Nun möchte ich den css style anpassen. Leider hat das Tag ja kein style oder styleClass Attribut. 
Stattdessen gibt es das Tag styleLocation. Aber auch hier finde ich ganzen Internetz keine gescheite Info oder ein Beispiel in der Doku wie das verwendet wird.


----------



## Steve™ (7. Feb 2008)

Schade eigentlich. Das sah eigentlich ganz gut aus. Aber das scheint innerhalb einer DataTable nicht zu funktionieren. Das Popup wird immer nur unter dem letzten TextFeld angezeigt und dort auch der selektierte Wert eingetragen. 
Ich klopp den Sandbox Rotz nun in die Tonne.


----------



## Steve™ (8. Feb 2008)

Hm, mal gucken was man sonst noch machen könnte. also ich brauche eine autosuggest Box.

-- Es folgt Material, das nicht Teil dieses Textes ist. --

Issue #5118, opened 2022-07-25
Japanese Translation File Naming


AtesComp:
Japanese translation files erroneously use "jp" in the file name.  The "jp" designation is a country code.  They should use "ja" instead as this designation is the language code.

### To Reproduce
1. See the translation files for the main program and extensions.  For Japanese, they are "translation-**jp**.json".
2. Consult the Internet on language versus country code for Japanese.

See: https://www.andiamo.co.uk/resources/iso-language-codes/
See: https://news.ycombinator.com/item?id=5047300

wetneb:
Agreed. This language code was introduced in bedb8c03bf7d1a80a6e978ff8dc10c5ff8a98384, before we used Weblate, and seems to be wrong indeed. We could rename this. Weblate would probably handle this just fine, but on OpenRefine's side I think it would be good to introduce a fallback mechanism to make sure that people using OpenRefine in japanese currently do not get an error when they upgrade. Maybe in the load-language command, for instance?

isaomatsunami:
Wow. The very first translator got off on the wrong foot! (I just wanted to use this phrase. Thanks AtesComp / Antonin!)

AtesComp:
Right! I noticed this when I had a translation submission to the RDF Transform extension using a "-ja.json" file.  I couldn't understand why it wasn't loading until I saw the "jp" files.

Could the load-language code report a warning that the current language wasn't found and show the expected 2 char language code and defaulting? Server side? It's a small corner case but could help in the debug process.

Also, supporting a "debug" preference in OR for log messages could be helpful...maybe for 4.0.

Also, is the browser's navigator.language (and languages array) a default based on the country code given the IP's geolocation?  This would imply the default language code--we would need to translate a country code to a language code.  Also, are there country codes that match other language codes? If so, there is another problem if we don't strongly differentiate country code input from language code.  I'll look at the related code.

wetneb:
> Also, is the browser's navigator.language (and languages array) a default based on the country code given the IP's geolocation? This would imply the default language code--we would need to translate a country code to a language code. Also, are there country codes that match other language codes? If so, there is another problem if we don't strongly differentiate country code input from language code. I'll look at the related code.

I think it is much simpler than that: you do not need any IP geolocation or mapping countries to languages. Most browsers simply expose the locale they prefer using the `Accept-Language` header, such as `Accept-Language: en-GB,en;q=0.5`.
[...]

PR #5125, opened 2022-07-27
Cleaned up duplicate i18n code

elebitzero:
- Move duplicate code to initialize the i18n system to i18n.js so it can be used by the index.vt, preferences.vt, and project.vt templates.  
- Removed duplicate code in extensions.
- Updated controller.js to include i18n.js in the script bundles for each template.
- Added check to compare the browser's language to the one returned by the load-language command, and print a warning if they are different.  Requested in Issue #5118.

### DIFF
--- a/main/webapp/modules/core/scripts/util/i18n.js
+++ b/main/webapp/modules/core/scripts/util/i18n.js
@@ -6,7 +6,7 @@ var dictionary = "";
 /*
    Initialize i18n and load message translation file from the server.
 
-   Note that the language is set by the 'userLang' user preference setting.  You can chnage that by
+   Note that the language is set by the 'userLang' user preference setting.  You can change that by
    clicking on 'Language Settings' on the landing page.
 */
 I18NUtil.init = function (module) {
@@ -15,8 +15,7 @@ I18NUtil.init = function (module) {
         type: "POST",
         async: false,
         data: {
-            module: module,
-            lang: lang
+            module: module
         },
         success: function (data) {
             dictionary = data['dictionary'];
--- a/main/webapp/modules/core/scripts/util/i18n.js
+++ b/main/webapp/modules/core/scripts/util/i18n.js
@@ -1,0 +1,38 @@
+I18NUtil = {};
+
+var lang = (navigator.language || navigator.userLanguage).split("-")[0];
+var dictionary = "";
+
+/*
+   Initialize i18n and load message translation file from the server.
+
+   Note that the language is set by the 'userLang' user preference setting.  You can chnage that by
+   clicking on 'Language Settings' on the landing page.
+*/
+I18NUtil.init = function () {
+    $.ajax({
+        url: "command/core/load-language?",
+        type: "POST",
+        async: false,
+        data: {
+            module: "core"
+        },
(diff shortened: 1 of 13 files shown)


AtesComp:
For `main/webapp/modules/core/scripts/util/i18n.js`
The older `navigator.userLanguage` only applies (AFAICT) to the deprecated Internet Explorer (IE), so we should probably remove.
The newer `navigator.languages` (plural) exists so we should likely add it and use the first (primary?) language.

Example:
```
// Get document language code...
//    navigator.userLanguage  removed, IE Only
var lang = (navigator.language || navigator.languages[0]).split('-')[0];
...
```

wetneb (commented):
Very sensible refactoring, thank you! I wonder if it would make sense to do it in the extensions included in this repository, too?

elebitzero:
> The older navigator.userLanguage only applies (AFAICT) to the deprecated Internet Explorer (IE), so we should probably remove.

@AtesComp,  I wasn't sure if OpenRefine still supported IE, but I just checked the documentation, and it says IE is not supported. (Ref: https://docs.openrefine.org/manual/installing#compatible-browser )

So I will remove the navigator.userLanguage check.

For navigator.languages ,  if the browser has navigator.languages, wouldn't they have set navigator.language? That seems like an unnecessary fallback.

elebitzero:
@wetneb, I removed the duplicate code in extensions as well.

main/webapp/modules/core/scripts/util/i18n.js
```diff
@@ -0,0 +1,39 @@
...
+   clicking on 'Language Settings' on the landing page.
+*/
+I18NUtil.init = function (module) {
+    $.ajax({
+        url: "command/core/load-language?",
+        type: "POST",
+        async: false,
+        data: {
+            module: module,
+            lang: lang
```
wetneb, line 19: This `lang: lang` binding seems to have been commented out in most of the blocks that this new function is replacing. Are you clear on what we are changing by including this parameter?

elebitzero: I looked at the implementation of core/command/load-language in LoadLanguageCommand.java, and it looks like if 'lang' is not passed it defaults to the user preference 'userLang'. If we always pass in 'lang', then the user preference 'userLang' is never used.  If people were using the 'userLang' preference to test different locales then this PR would break that.

I will remove passing the 'lang' parameter since most of the i18n init code was not passing 'lang.' I'm not sure how the 'userLang' preference was being set, and how it is working for locales other than English.

It makes sense to use the browser's locale, but if people are installing OpenRefine on their own personal desktops it might not be an issue.

AtesComp: Yep, I saw that also and was changing it so that the lang passed in was a suggestion and the stored preference overrides.  Otherwise, why set a language preference in OR if the browser overrides.

I was waiting for your finished code before sending mine in.

wetneb: Makes sense, let's merge this and then @AtesComp can have a go at tweaking the logic :)

wetneb (approved):

PR #5131, opened 2022-07-30
Better error reporting in Wikibase schema

### LINKED ISSUE #4724: Saving the Wikidata Schema sometimes gives an error message that is imprecise and unhelpful. The problem should be describe instead.

wetneb:
Fixes #4724.

This adds explicit error messages indicating which parts of the schema are incomplete.
For now they can only be partially localized, but once backend localization is introduced in the Wikidata extension, the error messages that are generated there could also be localized too.

## Screenshot

image


elebitzero (approved):
1. If I add statement, and leave the property empty and click 'Save Schema', I see an exception. (Screenshot#1):
image

2.  If I add a term, and leave it empty and then click 'Save Schema', it appears to do it (Screenshot#2), but the previous behavior would not save and displays an error message "Your schema is incomplete so it cannot be saved yet" (Screenshot#3):
image

image

wetneb:
Thanks a lot, this was very sloppy on my side!

In terms of user experience, I am not completely satisfied with the current situation. The validation errors are displayed in the Issues and Preview tab, but will users look for them there? Should we change the message in the alert to indicate that users can go to the issues tab to see the validation errors? Alternatively, we could remove this alert and simply switch users to the Issues tab whenever they try to save an incomplete schema, perhaps?

wetneb:
Since this is getting stale, let's just merge it and deal with any improvements in follow-up PRs.

lozanaross:
> In terms of user experience, I am not completely satisfied with the current situation. The validation errors are displayed in the Issues and Preview tab, but will users look for them there? Should we change the message in the alert to indicate that users can go to the issues tab to see the validation errors? Alternatively, we could remove this alert and simply switch users to the Issues tab whenever they try to save an incomplete schema, perhaps?

I think a better alert message would be preferable to just unexpetedly switching users to another tab. Something like: "You schema is incomplete so cannot be saved yet. Go to the Issues tab to review validation errors."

Hier gibt es ein paar schöne Beispiele:

http://www.javascript-examples.com/autocomplete-demo/


Bevor ich nun wieder Tage mit dem Quatsch verbringe.  Hat jemand sowas schonmal in einer Java Web bzw. JSF Anwendung eingesetzt ?


----------



## Steve™ (10. Feb 2008)

Hm, weiter gehts. Also am besten wäre die Verwendung der scriptacolus Bibliothek. 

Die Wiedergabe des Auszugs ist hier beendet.